Desde o surgimento das favelas e periferias, as operações policiais são comuns, mas foi a partir da segunda metade do século XX que se intensificaram devido à chegada de drogas mais nocivas, a formação de facções (e outros grupos criminosos) e suas disputas territoriais.


Em uma conferência intitulada "A política como vocação", o sociólogo alemão, Max Weber (1919), caracterizou o Estado moderno pelo monopólio exitoso, em dado território, da violência legítima, constituindo uma dominação legalista, na qual a autoridade se baseia na obediência oriunda da crença na validez de um estatuto legal. Portanto, a ação da polícia é uma tentativa de estabelecer a ordem, mas também o monopólio da violência legítima.
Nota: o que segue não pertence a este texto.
PR #3150, opened 2026-03-02
tools/twamp - Add signed sender/reflector for signed TWAMP messages

ben-dz:
## Summary

- Add Ed25519-signed TWAMP sender and reflector to support inbound probing flow per [RFC16](rfcs/rfc16-geolocation-verification.md) Phase 1.5
- Signed probes (108 bytes) carry sender pubkey + signature; signed replies (204 bytes) echo the probe and add reflector pubkey + signature, enabling mutual authentication
- Reflector enforces a pubkey allowlist (atomically updatable) and rate-limits signature verification per sender (minimum 55s between verifications for the same key)
- Linux-only implementation using raw syscalls (epoll, SO_TIMESTAMPNS, SO_BINDTODEVICE) with compile-time fallback stubs for non-Linux platforms

**Code:** ~500 lines
**Test:** ~650 lines

## Testing Verification

- Unit tests for packet serialization/deserialization round-trips, signature verification, and invalid packet handling
- Reflector tests cover authorization rejection, rate-limited signature verification, concurrent authorized key updates, and oversized/undersized packet handling
- Sender tests cover probe/reply round-trip, reflector pubkey mismatch rejection, and tampered reply detection


tools/twamp/pkg/light/signed_reflector_linux.go
```diff
@@ -0,0 +1,202 @@
...
+			if _, ok := r.authorizedKeys.Load(probe.SenderPubkey); !ok {
+				continue
+			}
+
+			// Rate-limit signature verifications per pubkey.
+			now := time.Now()
+			if interval := SignedReflectorVerifyInterval; interval > 0 {
+				if last, ok := r.lastVerify.Load(probe.SenderPubkey); ok {
+					if now.Sub(last.(time.Time)) < interval {
+						continue
```
snormore: So will this just ignore any probes that exceed the rate limit? From the sender's side it'll look like a loss?

tools/twamp/pkg/light/signed_packet.go
```diff
@@ -0,0 +1,152 @@
...
+const (
+	SignedProbePacketSize = 108
+	SignedReplyPacketSize = 204
+
+	signedProbePayloadSize = 44  // bytes 0-43: fields signed by sender
+	signedReplyPayloadSize = 140 // bytes 0-139: fields signed by reflector
+)
+
+// SignedProbePacket is sent from Target to Probe in the inbound probing flow.
+type SignedProbePacket struct {
```
snormore: Want to move all of this into `pkg/signed` instead of `pkg/light`?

Entretanto, tal ação ocorre tendo a população - majoritariamente negra - no fogo cruzado, causando a morte de civis, incluindo crianças e jovens.


Um dos principais motivos para o conflito perdurar por tanto tempo é a perpetuação dos grupos criminosos que ocorre, entre outros meios, pelo recrutamento de crianças e jovens em situação de vulnerabilidade social. Portanto, enquanto os problemas históricos que causaram a favelização e a periferização não forem resolvidos, ou seja, enquanto as populações faveladas e periféricas não forem integradas à sociedade por meio de políticas públicas do Estado brasileiro, os problemas persistirão.